Task requirements:
The entries below should be copied exactly and completely.

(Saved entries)

++++

PR #694, opened 2017-10-16
Show Twitter Embed

inodb:
Fix https://github.com/cbioportal/cbioportal/issues/3115

Do we like something like this?

screen shot 2017-10-16 at 1 45 22 pm

We can add a prop to change the twitter handle if we want. This is just overriding default.

In the spec we mentioned 3 tweets, but yeah with a scrollbar it might be ok to do more as I've done in this example. How many tweets are visible depends on the size of the tweets themselves.

### DIFF
--- a/package-lock.json
+++ b/package-lock.json
@@ -3971,6 +3971,11 @@
         "original": "1.0.0"
       }
     },
+    "exenv": {
+      "version": "1.2.2",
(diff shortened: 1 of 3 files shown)


ecerami:
@inodb looks good to me.  tx

schultzn:
Agreed, looks great. We should always have Ethan’s picture up there. :-)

++++

Exercise solution:
PR #694, opened 2017-10-16
Show Twitter Embed

inodb:
Fix https://github.com/cbioportal/cbioportal/issues/3115

Do we like something like this?

screen shot 2017-10-16 at 1 45 22 pm

We can add a prop to change the twitter handle if we want. This is just overriding default.

In the spec we mentioned 3 tweets, but yeah with a scrollbar it might be ok to do more as I've done in this example. How many tweets are visible depends on the size of the tweets themselves.

### DIFF
--- a/package-lock.json
+++ b/package-lock.json
@@ -3971,6 +3971,11 @@
         "original": "1.0.0"
       }
     },
+    "exenv": {
+      "version": "1.2.2",
(diff shortened: 1 of 3 files shown)


ecerami:
@inodb looks good to me.  tx

schultzn:
Agreed, looks great. We should always have Ethan’s picture up there. :-)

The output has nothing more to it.